Argued October 1, 2001 Decided November 27, 2001
- Full case name: Correctional Services Corporation v. Malesko
- Citations: 534 U.S. 61 (more) 122 S. Ct. 515; 151 L. Ed. 2d 456

Case history
- Prior: 229 F.3d 374 (2d Cir. 2000); cert. granted, 532 U.S. 902 (2001).

Court membership
- Chief Justice William Rehnquist Associate Justices John P. Stevens · Sandra Day O'Connor Antonin Scalia · Anthony Kennedy David Souter · Clarence Thomas Ruth Bader Ginsburg · Stephen Breyer

Case opinions
- Majority: Rehnquist, joined by O'Connor, Scalia, Kennedy, Thomas
- Concurrence: Scalia, joined by Thomas
- Dissent: Stevens, joined by Souter, Ginsburg, Breyer

= Correctional Services Corp. v. Malesko =

Correctional Services Corporation v. Malesko, 534 U.S. 61 (2001), was a case decided by the United States Supreme Court, in which the Court found that implied damages actions first recognized in Bivens v. Six Unknown Named Agents should not be extended to allow recovery against a private corporation operating a halfway house under contract with the Bureau of Prisons.

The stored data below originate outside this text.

PR #1303, opened 2024-02-23
chore(pie-assistive-text): DSW-1773 update conditional rendering

siggerzz:
This PR fixes an issue with pie-assistive-text where the conditional rendering implementation for icons was causing slots not to render in SPA applications. Moving the conditional logic to the template seems to fix the issue.

I've tested my changes in Aperture using the snapshot, and the slot now renders as expected across all aperture apps 👍🏼 

No visual tests to review

### DIFF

A Bivens action is a civil rights violation suit against the government. The Supreme Court limited this court-invented private right of action to exclude corporate defendants like Correctional Services Corporation. Plaintiff's actions against the individual employees were barred by the statute of limitations because the names of the John Doe defendant prison guards (esp. Jorge Urena) were not known to the plaintiff.